Friday, July 29, 2005

To work, or not to work, that is the question...

At the beginning of the summer, I complained endlessly about not getting enough hours at work. I barely had enough money to pay my bills and definitely didn't have any "fun money." The whole thing was very frustrating for me, because in my world, summer is a time to work hard and make money.

Now, for the past couple weeks, I haven't had a day off. I've been working 6 or 7 days a week at the hotel, working between a couple departments. I was also helping Aaron while his dad was gone, although that seemed the least like work, because I got to spend the day with the man I love :-) Now that I've gotten my wish, and I have more hours, I wish I had a day when I didn't have to work.

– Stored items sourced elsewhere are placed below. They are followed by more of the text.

PR #501, opened 2026-08-18
The judging band reads the shared judge-usage cache — bars frames ship again

henrypinkard:
Live incident, user-reported 2026-08-18 with a screenshot: every lane served by one kernel showed skeleton furniture (state chips, comment marks, awaiting stripes) but **no work bars**, while another kernel's lanes rendered fully. That kernel's pusher thread sat at ~100% CPU.

**Root cause** (py-spy on the live kernel): `_run_judging` — the judging band — still slurps and JSON-parses the **entire** append-only `judge-usage.jsonl` on every bars build, on the GIL. At 60 MB / 225k rows, the parse eats the pusher whole: the cheap lanes skeleton (`with_bars=False`, which skips the band) keeps flowing, but the heavy `{type:"bars"}` frame effectively never ships. Hence all-furniture-no-bars, and only on the kernel with the big log.

**Fix**: the 2026-08-13 change that introduced the shared incremental reader (`_judge_usage_rows`: parse once, consume appends from the saved byte offset, 31-day retention) converted the analytics reader and missed this one. `_run_judging` now consumes the cache. The timeline window (48h) sits far inside the retention, so band content is unchanged — only the per-push cost drops from O(whole file) to O(new lines).

**Tests**: exercises the band through the cache including the incremental-append path, filters (window, dead sids), and pins that no full-file reader of `judge-usage.jsonl` ever returns — the band body itself and the file-wide pattern.

### DIFF
--- a/kernel/kernel.py
+++ b/kernel/kernel.py
@@ -18248,16 +18248,14 @@ def _run_judging(t0, alive_sids, semantic):
     for v in by.values():
         v.sort(key=lambda m: m["t"])
     out = []
-    try:
-        lines = (jd.STATE / "judge-usage.jsonl").read_text(errors="replace").splitlines()
-    except OSError:
-        return out
     done = set()                                      # (sid, judge, sent) of completed runs — to dedup live ones
-    for ln in lines:
-        try:
-            o = json.loads(ln)
-        except Exception:
-            continue
+    # Rows come from the SHARED incremental cache (_judge_usage_rows), never a full re-read: this used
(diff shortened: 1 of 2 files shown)


henrypinkard:
Superseded: the same root cause landed on main via the barsjudge branch with a more complete treatment (shared incremental reader, a bounded wire with loud trims, and per-stage degradation), plus its own regression tests. Closing rather than rebasing a duplicate.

Thinking about it though, what I really want is to have a life. A grown-up life. I doubt there are too many people my age who would say that, but I wish that I was done with school and I could find a job, preferably an 8-5 job, and really establish my life. Anyone who really knows me, knows that I'm an organizer and a planner. I'm also kind of lazy sometimes, and I like to have free time, which means I'm sick of working all weekend, every weekend, while going to school and working all week.

I've found the guy I want to spend the rest of my life with. We have a nice little house and a few pets to keep us busy. We're figuring out where we want our lives to go, the most important part being that our futures are together. I think I'm just ready for the next step in my life and I'm ready for my life to slow down a little. The first step to slowing down is being planned for next weekend. I have a nice, relaxing surprise planned for Aaron. That is, if I can manage to keep it a secret... But in the meantime, I hope to peak his curiosity by mentioning it all the time, including in this current blog entry. Tee-hee!!